[Stored data]
====
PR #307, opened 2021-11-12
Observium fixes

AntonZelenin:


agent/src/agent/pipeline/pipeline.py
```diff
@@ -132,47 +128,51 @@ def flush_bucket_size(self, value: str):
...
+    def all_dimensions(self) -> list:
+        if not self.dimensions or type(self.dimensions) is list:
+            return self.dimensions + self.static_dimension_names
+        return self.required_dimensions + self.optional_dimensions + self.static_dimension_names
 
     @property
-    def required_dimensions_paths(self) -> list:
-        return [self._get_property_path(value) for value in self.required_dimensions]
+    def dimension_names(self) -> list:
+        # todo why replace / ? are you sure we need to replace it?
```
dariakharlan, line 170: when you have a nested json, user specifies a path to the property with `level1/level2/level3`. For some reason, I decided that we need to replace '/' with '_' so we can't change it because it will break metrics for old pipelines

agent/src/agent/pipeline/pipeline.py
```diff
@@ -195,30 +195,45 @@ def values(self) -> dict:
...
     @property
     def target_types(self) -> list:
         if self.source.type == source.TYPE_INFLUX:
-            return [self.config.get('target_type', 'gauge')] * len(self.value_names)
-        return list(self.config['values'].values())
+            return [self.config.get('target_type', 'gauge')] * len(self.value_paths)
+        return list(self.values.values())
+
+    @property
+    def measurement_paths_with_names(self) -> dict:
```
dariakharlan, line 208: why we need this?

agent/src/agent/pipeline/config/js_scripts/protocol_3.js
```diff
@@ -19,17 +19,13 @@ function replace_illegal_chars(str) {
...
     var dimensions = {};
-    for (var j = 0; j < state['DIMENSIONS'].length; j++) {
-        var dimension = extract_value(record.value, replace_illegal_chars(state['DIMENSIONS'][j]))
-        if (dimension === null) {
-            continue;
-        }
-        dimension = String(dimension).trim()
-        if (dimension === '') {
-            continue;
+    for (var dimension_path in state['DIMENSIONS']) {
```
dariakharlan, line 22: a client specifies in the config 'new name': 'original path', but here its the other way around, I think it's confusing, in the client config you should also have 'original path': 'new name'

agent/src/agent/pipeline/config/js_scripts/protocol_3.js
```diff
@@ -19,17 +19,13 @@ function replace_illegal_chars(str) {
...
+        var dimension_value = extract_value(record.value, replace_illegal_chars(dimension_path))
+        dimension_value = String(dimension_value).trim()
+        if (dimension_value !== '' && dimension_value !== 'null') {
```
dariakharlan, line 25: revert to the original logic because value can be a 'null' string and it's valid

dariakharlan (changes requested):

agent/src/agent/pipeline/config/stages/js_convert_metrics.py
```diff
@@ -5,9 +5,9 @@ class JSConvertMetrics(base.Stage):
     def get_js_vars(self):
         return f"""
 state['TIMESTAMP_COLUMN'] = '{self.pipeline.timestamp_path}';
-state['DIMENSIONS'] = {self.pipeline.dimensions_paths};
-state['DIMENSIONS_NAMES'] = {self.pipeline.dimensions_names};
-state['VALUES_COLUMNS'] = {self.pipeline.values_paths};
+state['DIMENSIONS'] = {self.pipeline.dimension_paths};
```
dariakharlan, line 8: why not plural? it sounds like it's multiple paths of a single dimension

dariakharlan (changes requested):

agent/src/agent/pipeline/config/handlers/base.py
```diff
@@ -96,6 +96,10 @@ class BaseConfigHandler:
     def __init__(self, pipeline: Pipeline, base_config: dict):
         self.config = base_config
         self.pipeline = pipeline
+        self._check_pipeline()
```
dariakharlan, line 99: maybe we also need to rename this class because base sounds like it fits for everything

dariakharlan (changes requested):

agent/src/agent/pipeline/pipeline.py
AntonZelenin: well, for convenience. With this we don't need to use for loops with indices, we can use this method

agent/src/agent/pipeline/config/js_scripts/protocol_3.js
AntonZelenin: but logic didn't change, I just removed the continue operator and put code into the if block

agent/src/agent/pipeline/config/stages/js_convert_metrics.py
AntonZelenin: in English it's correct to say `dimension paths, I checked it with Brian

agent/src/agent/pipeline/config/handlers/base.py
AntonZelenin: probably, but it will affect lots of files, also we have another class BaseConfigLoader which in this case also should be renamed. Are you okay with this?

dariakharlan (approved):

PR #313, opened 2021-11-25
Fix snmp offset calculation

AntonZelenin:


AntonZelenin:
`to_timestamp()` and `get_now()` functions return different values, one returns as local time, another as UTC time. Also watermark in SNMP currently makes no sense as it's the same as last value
====
_Required action_: Give again each line shown above, keeping every word as it is.

_Expected output_:
PR #307, opened 2021-11-12
Observium fixes

AntonZelenin:


agent/src/agent/pipeline/pipeline.py
```diff
@@ -132,47 +128,51 @@ def flush_bucket_size(self, value: str):
...
+    def all_dimensions(self) -> list:
+        if not self.dimensions or type(self.dimensions) is list:
+            return self.dimensions + self.static_dimension_names
+        return self.required_dimensions + self.optional_dimensions + self.static_dimension_names
 
     @property
-    def required_dimensions_paths(self) -> list:
-        return [self._get_property_path(value) for value in self.required_dimensions]
+    def dimension_names(self) -> list:
+        # todo why replace / ? are you sure we need to replace it?
```
dariakharlan, line 170: when you have a nested json, user specifies a path to the property with `level1/level2/level3`. For some reason, I decided that we need to replace '/' with '_' so we can't change it because it will break metrics for old pipelines

agent/src/agent/pipeline/pipeline.py
```diff
@@ -195,30 +195,45 @@ def values(self) -> dict:
...
     @property
     def target_types(self) -> list:
         if self.source.type == source.TYPE_INFLUX:
-            return [self.config.get('target_type', 'gauge')] * len(self.value_names)
-        return list(self.config['values'].values())
+            return [self.config.get('target_type', 'gauge')] * len(self.value_paths)
+        return list(self.values.values())
+
+    @property
+    def measurement_paths_with_names(self) -> dict:
```
dariakharlan, line 208: why we need this?

agent/src/agent/pipeline/config/js_scripts/protocol_3.js
```diff
@@ -19,17 +19,13 @@ function replace_illegal_chars(str) {
...
     var dimensions = {};
-    for (var j = 0; j < state['DIMENSIONS'].length; j++) {
-        var dimension = extract_value(record.value, replace_illegal_chars(state['DIMENSIONS'][j]))
-        if (dimension === null) {
-            continue;
-        }
-        dimension = String(dimension).trim()
-        if (dimension === '') {
-            continue;
+    for (var dimension_path in state['DIMENSIONS']) {
```
dariakharlan, line 22: a client specifies in the config 'new name': 'original path', but here its the other way around, I think it's confusing, in the client config you should also have 'original path': 'new name'

agent/src/agent/pipeline/config/js_scripts/protocol_3.js
```diff
@@ -19,17 +19,13 @@ function replace_illegal_chars(str) {
...
+        var dimension_value = extract_value(record.value, replace_illegal_chars(dimension_path))
+        dimension_value = String(dimension_value).trim()
+        if (dimension_value !== '' && dimension_value !== 'null') {
```
dariakharlan, line 25: revert to the original logic because value can be a 'null' string and it's valid

dariakharlan (changes requested):

agent/src/agent/pipeline/config/stages/js_convert_metrics.py
```diff
@@ -5,9 +5,9 @@ class JSConvertMetrics(base.Stage):
     def get_js_vars(self):
         return f"""
 state['TIMESTAMP_COLUMN'] = '{self.pipeline.timestamp_path}';
-state['DIMENSIONS'] = {self.pipeline.dimensions_paths};
-state['DIMENSIONS_NAMES'] = {self.pipeline.dimensions_names};
-state['VALUES_COLUMNS'] = {self.pipeline.values_paths};
+state['DIMENSIONS'] = {self.pipeline.dimension_paths};
```
dariakharlan, line 8: why not plural? it sounds like it's multiple paths of a single dimension

dariakharlan (changes requested):

agent/src/agent/pipeline/config/handlers/base.py
```diff
@@ -96,6 +96,10 @@ class BaseConfigHandler:
     def __init__(self, pipeline: Pipeline, base_config: dict):
         self.config = base_config
         self.pipeline = pipeline
+        self._check_pipeline()
```
dariakharlan, line 99: maybe we also need to rename this class because base sounds like it fits for everything

dariakharlan (changes requested):

agent/src/agent/pipeline/pipeline.py
AntonZelenin: well, for convenience. With this we don't need to use for loops with indices, we can use this method

agent/src/agent/pipeline/config/js_scripts/protocol_3.js
AntonZelenin: but logic didn't change, I just removed the continue operator and put code into the if block

agent/src/agent/pipeline/config/stages/js_convert_metrics.py
AntonZelenin: in English it's correct to say `dimension paths, I checked it with Brian

agent/src/agent/pipeline/config/handlers/base.py
AntonZelenin: probably, but it will affect lots of files, also we have another class BaseConfigLoader which in this case also should be renamed. Are you okay with this?

dariakharlan (approved):

PR #313, opened 2021-11-25
Fix snmp offset calculation

AntonZelenin:


AntonZelenin:
`to_timestamp()` and `get_now()` functions return different values, one returns as local time, another as UTC time. Also watermark in SNMP currently makes no sense as it's the same as last value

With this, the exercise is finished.